EXERCISE INSTRUCTIONS – Write the records out again. Match them exactly.

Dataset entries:
————
PR #2903, opened 2025-06-26
rosie lookup: quick improvements

oliver-sanders:
The `rosie lookup` interface is more important than it used to be due to the loss of `rosie go`.

However, the CLI help is not especially informative, especially on the query format.

Additionally, the tabulated output suffers from line wrapping which makes it very hard to read.

This is a quick slapdash attempt to improve the situation for users.

This PR:
* Improves the docs.
* Fixes the line wrap issue (caused by broken terminal size detection) - note lines will clip rather than wrapping.
* Changes the default format to a word-wrapped table (avoids the clipping problem).


metomi/rosie/cli_utils.py
```diff
@@ -0,0 +1,179 @@
...
+from subprocess import Popen, PIPE
+import textwrap
+from typing import Optional, List
+
+# NOTE: Box Drawing characters
+# t, b, l, r -> top, bottom, left, right
+# h, v -> horizontal, vertical
+# l, x -> line, cross (i.e. vertex)
+
+# unicode (U_) chars
```
oliver-sanders, line 27: Heavily inspired by the Cylc `--box` format system.

Search the internet for "box drawing characters" for more info.

metomi/rosie/ws_client_cli.py
```diff
@@ -295,13 +350,7 @@ def _display_maps(opts, ws_client, dict_rows, url=None):
     """Display returned suite details."""
     report = ws_client.event_handler
 
-    try:
-        terminal_cols = int(ws_client.popen("stty", "size")[0].split()[1])
-    except (IndexError, RosePopenError, ValueError):
-        terminal_cols = None
-
-    if terminal_cols == 0:
-        terminal_cols = None
```
oliver-sanders, line 304: The `stty size` command just does not work when run via the Rose Popener module.

I did try hacking it, but I couldn't figure out what Popener was doing to aggravate stty and gave in.

metomi/rosie/cli_utils.py
```diff
@@ -0,0 +1,208 @@
...
+
+    Args:
+        rows: 2D table composed of lists.
+        header: Optional 1D list to use as the table header.
+        max_width: Maximum permitted width for the whole table including
+            borders.
+        unicode: Use unicode characters if True, else fallback to ascii.
+
+    Examples:
+        >>> print(table(['a', 'b', 'c']))
```
wxtim, line 82: Should this work too? (It doesn't)
```suggestion
        >>> print(table(['aleph', 'bandicoot', 'coot']))
```

oliver-sanders: Removed the 1D table example.

metomi/rosie/cli_utils.py
```diff
@@ -0,0 +1,208 @@
...
+            for ind, col in enumerate(row):
+                widths[ind] = max(widths[ind], len(col))
+
+    def calc_width():
+        return (sum(widths) + (len(widths) * 3) + 1)
+
+    # resize cols to make them fix the max_width
+    if max_width:
+        overhang = max_width - calc_width()
+        while overhang < 0:
```
wxtim, line 142:
```python
print(table([["B", "Supercalifragilisticexpialgocious"]], header='hw', max_width=6))
```
dumps you into an infinite loop (`overhang == -1`)

oliver-sanders: Ooh, good spot!

oliver-sanders: Limited to 15 iterations and set a minimum column width of 1.

The table will now exceed the `max_width` in this situation rather than breaking.

wxtim (approved):

ChrisPaulBennett:
What is causing the doc check failure? Sphinx is complaining about a dead link, but the link is fine.

PR #2908, opened 2025-07-22
Remove upper pin on keyring dependency

### LINKED ISSUE #2794: setup: keyring
Upgrade from v23 to latest.

Note, v23 has not been built against Python 2.12 on conda-forge.

MetRonnie:
Closes #2794

~It appears keyring uses calendar versioning anyway~

### DIFF
--- a/conda-environment.yml
+++ b/conda-environment.yml
@@ -7,7 +7,7 @@ dependencies:
   - python >= 3.7.0
   - aiofiles
   - jinja2 >=2.10.1
-  - keyring >=23,<24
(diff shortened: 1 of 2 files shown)


oliver-sanders:
It's a little risky as we have no tests for this, but it looks like a relatively slow moving package with few deprecations in the changelog.

I'm happy with this provided we've manually tested versions 23.0.0 and 25.6.0.

oliver-sanders (approved):
(make sure you've tested with the oldest/newest versions in the compat range before merging)

PR #2918, opened 2025-08-19
disable branch sync *to* 2019.01.x

oliver-sanders:


.github/workflows/branch_sync.yml
```diff
@@ -17,4 +17,5 @@ jobs:
     uses: cylc/release-actions/.github/workflows/branch-sync.yml@v1
     with:
       head_branch: ${{ inputs.head_branch }}
+      ignore_branches: 2019.01.x
```
MetRonnie, line 20: In case we end up with another 2019 branch for whatever reason
```suggestion
      ignore_branches: '2019.*'
```

MetRonnie (approved):

PR #2925, opened 2025-09-16
rosie ls: fix command breakage

oliver-sanders:
Fix breakage caused by https://github.com/metomi/rose/pull/2903

Turns out this code is called by other command(s).


oliver-sanders:
To test try:

```
rosie checkout u-aa001
rosie checkout u-aa002
rosie ls
```

wxtim (approved):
————
TASK ANSWER –
PR #2903, opened 2025-06-26
rosie lookup: quick improvements

oliver-sanders:
The `rosie lookup` interface is more important than it used to be due to the loss of `rosie go`.

However, the CLI help is not especially informative, especially on the query format.

Additionally, the tabulated output suffers from line wrapping which makes it very hard to read.

This is a quick slapdash attempt to improve the situation for users.

This PR:
* Improves the docs.
* Fixes the line wrap issue (caused by broken terminal size detection) - note lines will clip rather than wrapping.
* Changes the default format to a word-wrapped table (avoids the clipping problem).


metomi/rosie/cli_utils.py
```diff
@@ -0,0 +1,179 @@
...
+from subprocess import Popen, PIPE
+import textwrap
+from typing import Optional, List
+
+# NOTE: Box Drawing characters
+# t, b, l, r -> top, bottom, left, right
+# h, v -> horizontal, vertical
+# l, x -> line, cross (i.e. vertex)
+
+# unicode (U_) chars
```
oliver-sanders, line 27: Heavily inspired by the Cylc `--box` format system.

Search the internet for "box drawing characters" for more info.

metomi/rosie/ws_client_cli.py
```diff
@@ -295,13 +350,7 @@ def _display_maps(opts, ws_client, dict_rows, url=None):
     """Display returned suite details."""
     report = ws_client.event_handler
 
-    try:
-        terminal_cols = int(ws_client.popen("stty", "size")[0].split()[1])
-    except (IndexError, RosePopenError, ValueError):
-        terminal_cols = None
-
-    if terminal_cols == 0:
-        terminal_cols = None
```
oliver-sanders, line 304: The `stty size` command just does not work when run via the Rose Popener module.

I did try hacking it, but I couldn't figure out what Popener was doing to aggravate stty and gave in.

metomi/rosie/cli_utils.py
```diff
@@ -0,0 +1,208 @@
...
+
+    Args:
+        rows: 2D table composed of lists.
+        header: Optional 1D list to use as the table header.
+        max_width: Maximum permitted width for the whole table including
+            borders.
+        unicode: Use unicode characters if True, else fallback to ascii.
+
+    Examples:
+        >>> print(table(['a', 'b', 'c']))
```
wxtim, line 82: Should this work too? (It doesn't)
```suggestion
        >>> print(table(['aleph', 'bandicoot', 'coot']))
```

oliver-sanders: Removed the 1D table example.

metomi/rosie/cli_utils.py
```diff
@@ -0,0 +1,208 @@
...
+            for ind, col in enumerate(row):
+                widths[ind] = max(widths[ind], len(col))
+
+    def calc_width():
+        return (sum(widths) + (len(widths) * 3) + 1)
+
+    # resize cols to make them fix the max_width
+    if max_width:
+        overhang = max_width - calc_width()
+        while overhang < 0:
```
wxtim, line 142:
```python
print(table([["B", "Supercalifragilisticexpialgocious"]], header='hw', max_width=6))
```
dumps you into an infinite loop (`overhang == -1`)

oliver-sanders: Ooh, good spot!

oliver-sanders: Limited to 15 iterations and set a minimum column width of 1.

The table will now exceed the `max_width` in this situation rather than breaking.

wxtim (approved):

ChrisPaulBennett:
What is causing the doc check failure? Sphinx is complaining about a dead link, but the link is fine.

PR #2908, opened 2025-07-22
Remove upper pin on keyring dependency

### LINKED ISSUE #2794: setup: keyring
Upgrade from v23 to latest.

Note, v23 has not been built against Python 2.12 on conda-forge.

MetRonnie:
Closes #2794

~It appears keyring uses calendar versioning anyway~

### DIFF
--- a/conda-environment.yml
+++ b/conda-environment.yml
@@ -7,7 +7,7 @@ dependencies:
   - python >= 3.7.0
   - aiofiles
   - jinja2 >=2.10.1
-  - keyring >=23,<24
(diff shortened: 1 of 2 files shown)


oliver-sanders:
It's a little risky as we have no tests for this, but it looks like a relatively slow moving package with few deprecations in the changelog.

I'm happy with this provided we've manually tested versions 23.0.0 and 25.6.0.

oliver-sanders (approved):
(make sure you've tested with the oldest/newest versions in the compat range before merging)

PR #2918, opened 2025-08-19
disable branch sync *to* 2019.01.x

oliver-sanders:


.github/workflows/branch_sync.yml
```diff
@@ -17,4 +17,5 @@ jobs:
     uses: cylc/release-actions/.github/workflows/branch-sync.yml@v1
     with:
       head_branch: ${{ inputs.head_branch }}
+      ignore_branches: 2019.01.x
```
MetRonnie, line 20: In case we end up with another 2019 branch for whatever reason
```suggestion
      ignore_branches: '2019.*'
```

MetRonnie (approved):

PR #2925, opened 2025-09-16
rosie ls: fix command breakage

oliver-sanders:
Fix breakage caused by https://github.com/metomi/rose/pull/2903

Turns out this code is called by other command(s).


oliver-sanders:
To test try:

```
rosie checkout u-aa001
rosie checkout u-aa002
rosie ls
```

wxtim (approved):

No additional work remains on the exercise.